Exercise instructions: Using the listing that follows, filter out every line lacking the string "updated" and return the rest.

Data shown:
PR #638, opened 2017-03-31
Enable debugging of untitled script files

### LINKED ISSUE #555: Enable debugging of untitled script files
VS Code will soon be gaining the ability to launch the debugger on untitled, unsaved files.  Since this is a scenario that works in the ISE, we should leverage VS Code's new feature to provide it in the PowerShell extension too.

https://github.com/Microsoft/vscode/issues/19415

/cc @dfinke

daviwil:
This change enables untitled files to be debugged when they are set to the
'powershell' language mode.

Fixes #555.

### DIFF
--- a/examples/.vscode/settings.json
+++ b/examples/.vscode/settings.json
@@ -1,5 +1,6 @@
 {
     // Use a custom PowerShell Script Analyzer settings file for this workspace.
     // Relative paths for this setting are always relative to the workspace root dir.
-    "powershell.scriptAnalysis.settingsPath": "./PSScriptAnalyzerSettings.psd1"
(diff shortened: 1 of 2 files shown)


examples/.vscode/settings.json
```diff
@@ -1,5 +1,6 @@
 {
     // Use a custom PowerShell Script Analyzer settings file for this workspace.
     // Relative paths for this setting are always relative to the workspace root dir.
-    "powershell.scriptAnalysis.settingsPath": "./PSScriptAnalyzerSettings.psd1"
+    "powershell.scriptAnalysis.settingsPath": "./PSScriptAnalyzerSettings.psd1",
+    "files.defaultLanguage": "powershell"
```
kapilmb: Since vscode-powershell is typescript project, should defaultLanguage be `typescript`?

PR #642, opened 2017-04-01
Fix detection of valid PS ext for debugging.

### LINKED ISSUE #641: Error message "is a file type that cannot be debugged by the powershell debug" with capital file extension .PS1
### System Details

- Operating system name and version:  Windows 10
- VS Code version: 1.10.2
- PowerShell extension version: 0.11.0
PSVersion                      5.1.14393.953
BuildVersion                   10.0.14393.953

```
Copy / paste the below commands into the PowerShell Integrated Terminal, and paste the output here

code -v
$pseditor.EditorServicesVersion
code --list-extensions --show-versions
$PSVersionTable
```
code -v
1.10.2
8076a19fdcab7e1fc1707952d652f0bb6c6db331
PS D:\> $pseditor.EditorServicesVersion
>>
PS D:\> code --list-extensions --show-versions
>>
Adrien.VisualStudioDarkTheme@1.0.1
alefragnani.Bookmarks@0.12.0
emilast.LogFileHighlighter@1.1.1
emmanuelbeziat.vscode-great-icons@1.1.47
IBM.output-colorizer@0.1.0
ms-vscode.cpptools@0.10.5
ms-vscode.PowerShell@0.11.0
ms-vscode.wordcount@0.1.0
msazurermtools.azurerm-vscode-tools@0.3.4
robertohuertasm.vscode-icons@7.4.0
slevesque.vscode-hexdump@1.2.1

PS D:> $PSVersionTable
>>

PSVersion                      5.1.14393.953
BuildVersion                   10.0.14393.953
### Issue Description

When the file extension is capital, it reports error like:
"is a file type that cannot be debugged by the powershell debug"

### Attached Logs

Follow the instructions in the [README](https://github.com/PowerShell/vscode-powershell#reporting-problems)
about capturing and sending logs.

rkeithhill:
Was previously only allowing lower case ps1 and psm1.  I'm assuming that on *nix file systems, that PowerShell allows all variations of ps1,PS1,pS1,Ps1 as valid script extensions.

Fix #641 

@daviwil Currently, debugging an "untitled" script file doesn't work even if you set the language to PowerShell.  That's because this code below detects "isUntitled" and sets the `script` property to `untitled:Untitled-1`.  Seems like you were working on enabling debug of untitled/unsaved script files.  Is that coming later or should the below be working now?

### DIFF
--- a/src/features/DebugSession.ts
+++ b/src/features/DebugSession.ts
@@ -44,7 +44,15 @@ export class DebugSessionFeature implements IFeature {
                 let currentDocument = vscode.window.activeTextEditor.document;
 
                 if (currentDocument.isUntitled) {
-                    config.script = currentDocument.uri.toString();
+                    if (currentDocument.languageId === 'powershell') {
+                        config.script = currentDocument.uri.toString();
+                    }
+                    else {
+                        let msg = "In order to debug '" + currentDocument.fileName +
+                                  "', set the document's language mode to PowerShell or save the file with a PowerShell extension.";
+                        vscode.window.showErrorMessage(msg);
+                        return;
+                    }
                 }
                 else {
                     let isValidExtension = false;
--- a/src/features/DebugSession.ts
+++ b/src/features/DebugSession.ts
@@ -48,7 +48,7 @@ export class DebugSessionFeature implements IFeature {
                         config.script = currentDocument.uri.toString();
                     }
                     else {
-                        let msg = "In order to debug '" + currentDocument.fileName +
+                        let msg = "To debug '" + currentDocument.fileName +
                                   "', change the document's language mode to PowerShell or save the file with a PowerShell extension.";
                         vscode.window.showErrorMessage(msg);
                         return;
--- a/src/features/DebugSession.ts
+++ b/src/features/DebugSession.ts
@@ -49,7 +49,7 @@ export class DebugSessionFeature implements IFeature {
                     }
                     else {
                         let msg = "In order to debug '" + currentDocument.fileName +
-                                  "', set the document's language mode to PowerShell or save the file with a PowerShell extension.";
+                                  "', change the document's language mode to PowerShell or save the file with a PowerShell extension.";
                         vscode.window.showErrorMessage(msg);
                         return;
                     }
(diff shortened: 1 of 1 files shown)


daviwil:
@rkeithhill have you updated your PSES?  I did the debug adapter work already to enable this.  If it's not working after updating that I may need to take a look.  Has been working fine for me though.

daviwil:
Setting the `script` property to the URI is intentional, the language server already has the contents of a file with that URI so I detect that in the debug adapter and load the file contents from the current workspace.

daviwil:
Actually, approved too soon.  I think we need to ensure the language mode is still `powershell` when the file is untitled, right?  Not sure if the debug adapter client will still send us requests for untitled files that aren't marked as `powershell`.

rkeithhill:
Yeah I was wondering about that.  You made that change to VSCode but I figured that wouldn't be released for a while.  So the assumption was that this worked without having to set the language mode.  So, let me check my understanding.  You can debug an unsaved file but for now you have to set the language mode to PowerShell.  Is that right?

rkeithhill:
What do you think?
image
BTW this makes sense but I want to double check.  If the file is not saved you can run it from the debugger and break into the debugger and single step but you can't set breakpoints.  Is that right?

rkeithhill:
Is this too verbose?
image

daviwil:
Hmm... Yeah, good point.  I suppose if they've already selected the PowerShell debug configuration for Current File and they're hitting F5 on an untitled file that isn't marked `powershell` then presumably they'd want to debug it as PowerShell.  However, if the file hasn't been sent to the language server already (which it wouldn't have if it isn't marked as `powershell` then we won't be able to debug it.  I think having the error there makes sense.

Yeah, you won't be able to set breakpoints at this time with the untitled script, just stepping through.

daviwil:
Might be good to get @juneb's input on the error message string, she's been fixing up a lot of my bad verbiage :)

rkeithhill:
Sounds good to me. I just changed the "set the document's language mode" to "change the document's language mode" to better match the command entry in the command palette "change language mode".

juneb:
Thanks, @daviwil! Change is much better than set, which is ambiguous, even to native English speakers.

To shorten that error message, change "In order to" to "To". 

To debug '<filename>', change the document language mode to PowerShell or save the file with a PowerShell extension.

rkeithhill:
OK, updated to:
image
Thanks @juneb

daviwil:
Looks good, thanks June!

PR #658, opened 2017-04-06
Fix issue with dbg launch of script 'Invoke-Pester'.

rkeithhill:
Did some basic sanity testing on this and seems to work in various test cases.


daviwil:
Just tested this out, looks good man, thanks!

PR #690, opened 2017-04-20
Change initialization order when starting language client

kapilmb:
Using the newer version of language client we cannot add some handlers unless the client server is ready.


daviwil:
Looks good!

Problem solution:
@rkeithhill have you updated your PSES?  I did the debug adapter work already to enable this.  If it's not working after updating that I may need to take a look.  Has been working fine for me though.
OK, updated to:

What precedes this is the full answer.